### Directions for this task
Please copy, exactly as they appear below, the lines from the one containing "as a specific" through the one containing "- The temp script".
----- Excerpted data
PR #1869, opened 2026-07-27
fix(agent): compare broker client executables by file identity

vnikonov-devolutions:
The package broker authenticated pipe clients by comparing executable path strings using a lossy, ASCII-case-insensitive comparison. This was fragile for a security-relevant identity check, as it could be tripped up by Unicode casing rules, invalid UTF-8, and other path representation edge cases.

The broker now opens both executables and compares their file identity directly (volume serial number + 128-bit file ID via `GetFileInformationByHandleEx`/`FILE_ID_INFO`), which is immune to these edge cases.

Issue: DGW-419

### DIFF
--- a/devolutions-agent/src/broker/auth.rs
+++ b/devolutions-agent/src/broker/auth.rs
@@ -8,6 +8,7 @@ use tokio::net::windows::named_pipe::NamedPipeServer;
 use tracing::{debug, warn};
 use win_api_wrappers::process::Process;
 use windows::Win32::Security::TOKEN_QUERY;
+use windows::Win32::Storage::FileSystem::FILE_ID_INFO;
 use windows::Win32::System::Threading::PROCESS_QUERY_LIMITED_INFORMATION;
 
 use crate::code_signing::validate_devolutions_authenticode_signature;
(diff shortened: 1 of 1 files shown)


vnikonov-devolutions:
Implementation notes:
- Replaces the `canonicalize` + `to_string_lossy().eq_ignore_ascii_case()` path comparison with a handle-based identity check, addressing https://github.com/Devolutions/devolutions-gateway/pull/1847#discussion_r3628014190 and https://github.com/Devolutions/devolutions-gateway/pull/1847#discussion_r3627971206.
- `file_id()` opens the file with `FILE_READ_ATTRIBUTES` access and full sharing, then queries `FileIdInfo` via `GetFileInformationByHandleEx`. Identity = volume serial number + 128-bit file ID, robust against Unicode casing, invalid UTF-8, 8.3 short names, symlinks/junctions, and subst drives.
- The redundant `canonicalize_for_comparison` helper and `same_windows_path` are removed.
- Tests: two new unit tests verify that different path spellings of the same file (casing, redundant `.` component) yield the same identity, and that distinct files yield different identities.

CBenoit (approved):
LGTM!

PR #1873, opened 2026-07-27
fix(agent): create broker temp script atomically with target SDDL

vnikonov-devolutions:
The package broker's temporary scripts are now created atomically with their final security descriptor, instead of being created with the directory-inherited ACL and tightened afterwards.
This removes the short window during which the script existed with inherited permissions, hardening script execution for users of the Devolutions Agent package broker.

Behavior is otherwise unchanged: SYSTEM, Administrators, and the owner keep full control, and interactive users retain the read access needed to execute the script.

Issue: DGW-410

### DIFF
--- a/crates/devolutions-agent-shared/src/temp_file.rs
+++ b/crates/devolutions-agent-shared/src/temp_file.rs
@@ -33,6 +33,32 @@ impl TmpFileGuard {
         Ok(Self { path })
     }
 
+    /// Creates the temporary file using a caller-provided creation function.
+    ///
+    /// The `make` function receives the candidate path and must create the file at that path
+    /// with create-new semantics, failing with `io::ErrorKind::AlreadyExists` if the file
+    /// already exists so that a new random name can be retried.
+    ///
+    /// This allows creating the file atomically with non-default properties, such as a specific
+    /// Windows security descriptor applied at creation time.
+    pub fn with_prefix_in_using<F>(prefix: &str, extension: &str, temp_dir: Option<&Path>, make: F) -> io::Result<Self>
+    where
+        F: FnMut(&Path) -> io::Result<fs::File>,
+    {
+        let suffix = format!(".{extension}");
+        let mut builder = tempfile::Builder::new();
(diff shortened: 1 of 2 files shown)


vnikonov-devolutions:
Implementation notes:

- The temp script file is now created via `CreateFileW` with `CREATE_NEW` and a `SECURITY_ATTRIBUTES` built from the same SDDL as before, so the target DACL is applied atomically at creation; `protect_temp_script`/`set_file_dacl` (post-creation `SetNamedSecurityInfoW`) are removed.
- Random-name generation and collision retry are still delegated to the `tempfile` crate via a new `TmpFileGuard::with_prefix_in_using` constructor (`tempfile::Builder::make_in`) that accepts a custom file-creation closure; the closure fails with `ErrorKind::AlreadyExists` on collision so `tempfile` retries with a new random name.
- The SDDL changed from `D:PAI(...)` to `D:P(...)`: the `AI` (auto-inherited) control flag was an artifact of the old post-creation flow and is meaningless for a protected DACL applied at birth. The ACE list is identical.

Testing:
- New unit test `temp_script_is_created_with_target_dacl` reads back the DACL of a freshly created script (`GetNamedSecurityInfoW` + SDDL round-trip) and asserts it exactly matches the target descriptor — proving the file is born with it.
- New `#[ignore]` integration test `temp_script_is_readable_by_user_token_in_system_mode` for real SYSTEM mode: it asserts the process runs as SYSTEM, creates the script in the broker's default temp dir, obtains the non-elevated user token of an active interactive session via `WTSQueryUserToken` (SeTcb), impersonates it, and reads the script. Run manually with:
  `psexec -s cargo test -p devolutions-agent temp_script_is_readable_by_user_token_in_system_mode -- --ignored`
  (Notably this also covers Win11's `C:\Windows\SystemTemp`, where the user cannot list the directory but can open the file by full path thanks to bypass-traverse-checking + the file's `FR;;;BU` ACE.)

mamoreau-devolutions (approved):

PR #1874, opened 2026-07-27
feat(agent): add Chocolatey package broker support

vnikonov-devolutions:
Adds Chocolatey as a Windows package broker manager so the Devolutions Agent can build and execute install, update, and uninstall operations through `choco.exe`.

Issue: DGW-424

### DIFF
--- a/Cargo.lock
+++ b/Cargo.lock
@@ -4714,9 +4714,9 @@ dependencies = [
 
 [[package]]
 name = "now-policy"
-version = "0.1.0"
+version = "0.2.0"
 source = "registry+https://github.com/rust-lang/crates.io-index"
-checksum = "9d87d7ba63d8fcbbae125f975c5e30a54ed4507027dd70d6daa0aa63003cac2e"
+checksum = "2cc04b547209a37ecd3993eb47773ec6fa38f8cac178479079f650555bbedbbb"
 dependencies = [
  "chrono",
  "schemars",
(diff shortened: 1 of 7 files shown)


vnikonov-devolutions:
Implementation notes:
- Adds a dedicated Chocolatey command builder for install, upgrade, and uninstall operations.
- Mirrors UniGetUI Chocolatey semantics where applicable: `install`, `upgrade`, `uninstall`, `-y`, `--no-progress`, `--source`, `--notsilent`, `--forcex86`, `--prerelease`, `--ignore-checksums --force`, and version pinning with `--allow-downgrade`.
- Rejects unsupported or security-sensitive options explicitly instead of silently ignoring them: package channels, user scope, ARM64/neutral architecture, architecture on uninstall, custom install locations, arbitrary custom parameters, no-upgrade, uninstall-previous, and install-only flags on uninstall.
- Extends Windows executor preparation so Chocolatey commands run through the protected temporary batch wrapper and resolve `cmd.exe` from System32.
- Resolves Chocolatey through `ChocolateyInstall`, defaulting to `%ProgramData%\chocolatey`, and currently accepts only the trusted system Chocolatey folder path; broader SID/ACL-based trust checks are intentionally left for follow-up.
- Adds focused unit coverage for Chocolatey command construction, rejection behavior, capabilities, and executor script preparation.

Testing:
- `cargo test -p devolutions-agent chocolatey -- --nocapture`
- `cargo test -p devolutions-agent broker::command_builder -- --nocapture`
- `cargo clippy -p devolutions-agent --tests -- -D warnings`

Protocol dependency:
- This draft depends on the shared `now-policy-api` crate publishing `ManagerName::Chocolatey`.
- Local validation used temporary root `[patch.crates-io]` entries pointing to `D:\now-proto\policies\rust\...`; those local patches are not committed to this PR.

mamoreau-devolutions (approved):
----------
### Solution
+    /// This allows creating the file atomically with non-default properties, such as a specific
+    /// Windows security descriptor applied at creation time.
+    pub fn with_prefix_in_using<F>(prefix: &str, extension: &str, temp_dir: Option<&Path>, make: F) -> io::Result<Self>
+    where
+        F: FnMut(&Path) -> io::Result<fs::File>,
+    {
+        let suffix = format!(".{extension}");
+        let mut builder = tempfile::Builder::new();
(diff shortened: 1 of 2 files shown)


vnikonov-devolutions:
Implementation notes:

- The temp script file is now created via `CreateFileW` with `CREATE_NEW` and a `SECURITY_ATTRIBUTES` built from the same SDDL as before, so the target DACL is applied atomically at creation; `protect_temp_script`/`set_file_dacl` (post-creation `SetNamedSecurityInfoW`) are removed.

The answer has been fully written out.